PR #2078, opened 2026-04-15
[POP-3736] Handle inter-party timing drift in genesis sync_peers

bgillesp:
- **Fix timeout crash in `sync_peers` during genesis S3 checkpoints.** When one party finishes its S3 graph snapshot upload well before the others, it enters the sync consensus loop first and its network receives time out before the slower parties arrive. The receive logic is now retried independently of sends (avoiding mpsc channel buildup) with a 1-second backoff between retries.
- **Add 5-minute outer timeout on `sync_peers` in the `JobRequest::Sync` handler.** This bounds the retry loop so that persistent failures (crashed peer, broken connection) surface as errors rather than hanging indefinitely.


mcalancea (approved):
Looks sane.

PR #2086, opened 2026-04-20
optimize debug and release profiles for sccache

sdwoodbury:


Cargo.toml
```diff
@@ -93,8 +93,22 @@ ampc-server-utils = { git = "https://github.com/worldcoin/ampc-common.git", rev
 # This improves performance and makes panic propagation more reliable.
 # bench gets its setting from release, and test from dev.
 [profile.release]
+incremental = true
```
mcalancea: This part I'm a bit worried about; I think it reduces the codegen-units (Claude says it's implicitly reduced from 256 to 16), which can make release builds produce less optimized code (regardless if they are clean or incremental).

This change is independent of the sccache stuff right? Is it also required? If it is, we should hard-code the codegen-units so it doesn't get overridden.

mcalancea (commented):
Left a comment on the incremental release builds. 

We should ask somebody from TFH to stamp this.

Cargo.toml
sdwoodbury: good point. there was no need to make release incremental. i removed it

sdwoodbury:
this can be added in ~/.cargo/config.toml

**TASK DIRECTIONS**
An exact repeat of all the records is required.

**ANSWER TO THE EXERCISE**
PR #2078, opened 2026-04-15
[POP-3736] Handle inter-party timing drift in genesis sync_peers

bgillesp:
- **Fix timeout crash in `sync_peers` during genesis S3 checkpoints.** When one party finishes its S3 graph snapshot upload well before the others, it enters the sync consensus loop first and its network receives time out before the slower parties arrive. The receive logic is now retried independently of sends (avoiding mpsc channel buildup) with a 1-second backoff between retries.
- **Add 5-minute outer timeout on `sync_peers` in the `JobRequest::Sync` handler.** This bounds the retry loop so that persistent failures (crashed peer, broken connection) surface as errors rather than hanging indefinitely.


mcalancea (approved):
Looks sane.

PR #2086, opened 2026-04-20
optimize debug and release profiles for sccache

sdwoodbury:


Cargo.toml
```diff
@@ -93,8 +93,22 @@ ampc-server-utils = { git = "https://github.com/worldcoin/ampc-common.git", rev
 # This improves performance and makes panic propagation more reliable.
 # bench gets its setting from release, and test from dev.
 [profile.release]
+incremental = true
```
mcalancea: This part I'm a bit worried about; I think it reduces the codegen-units (Claude says it's implicitly reduced from 256 to 16), which can make release builds produce less optimized code (regardless if they are clean or incremental).

This change is independent of the sccache stuff right? Is it also required? If it is, we should hard-code the codegen-units so it doesn't get overridden.

mcalancea (commented):
Left a comment on the incremental release builds. 

We should ask somebody from TFH to stamp this.

Cargo.toml
sdwoodbury: good point. there was no need to make release incremental. i removed it

sdwoodbury:
this can be added in ~/.cargo/config.toml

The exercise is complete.